Все вокруг было мне хорошо знакомо. Разве не вырос я неподалеку от Хэмпстед-Хит, не бегал здесь ребенком? Для меня это место было волшебным всегда, однако сейчас, этим утром, словно в первый день творения, я чувствовал себя Адамом, с изумлением оглядывающим новый мир. Я не знал или забыл, что может существовать такая красота, такая напол­ненность каждого мгновения. Я совершенно не замечал мгновений и их последовательности, я видел только совершенство лишенного времени «сейчас».

Волшебное царство безвременья находилось между мгновениями, полное пронзительной «сейчасности» того сорта, что обычно погло­щается прошлым и будущим. Неожиданно каким-то чудесным образом я оказался избавлен от настойчивого давления прошлого и будущего и смог насладиться великолепным даром полного и совершенного «сейчас». В этом моем «сейчас» не было ни праздности, ни торопливости — я наблюдал за струйкой дыма от моей трубки в спокойном воздухе, слушал бой колоколов, доносящийся отовсюду. Хэмп­стед окликал Хайгейт, Хайгейт — Хэмпстед, они переговаривались между собой и со всем миром.
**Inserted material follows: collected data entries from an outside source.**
PR #367, opened 2021-02-04
Fix parsing of go list -deps output

chmeliik:
The current parsing code supports 3 of the 6 known forms of a dependency
line. The remaining 3 will all result in an IndexError.

Support all 6 forms, but raise an error if local replacements are used.

### DIFF
--- a/cachito/workers/pkg_managers/gomod.py
+++ b/cachito/workers/pkg_managers/gomod.py
@@ -7,6 +7,8 @@ import os.path
 import re
 import shutil
 import tempfile
+from pathlib import PureWindowsPath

Так я сидел, активно размышляя, но не шевелясь. И, как я заметил, я был не один: другие пациенты сидели или прогуливались в этом раю, неторопливо, спокойно, отдыхая. Все мы наслаждались поразительным днем отдох­новения духа; я убедился в этом за сладкий, лишенный времени месяц пребывания здесь. Всех нас держало в нежной хватке удиви­тельное спокойствие, как в колледже или монастыре. Оно было предназначено для каждого, независимо от нашего состояния, — странная интерлюдия, непохожая ни на что, раньше нам известное. Мы избавились от страдания, от штормов и ужасов, от болезни, подрывавшей нашу уверенность в себе, от сомнения в выздоровлении, но нас еще не призывала к себе повседневность жизни — или того, что считается жизнью в этом несовер­шенном мире с его бесконечными обяза­тельствами, тревогами, ожиданиями. Нам был дарован волшебный промежуток между бо­лезнью и возвращением в мир, между состоянием пациента и состоянием отца семейства, кормильца, между пребыванием «внутри» и «снаружи», между прошлым и будущим. Настроение субботнего утра длилось, не тускнело, оставалось все таким же сияющим и через неделю, и через месяц.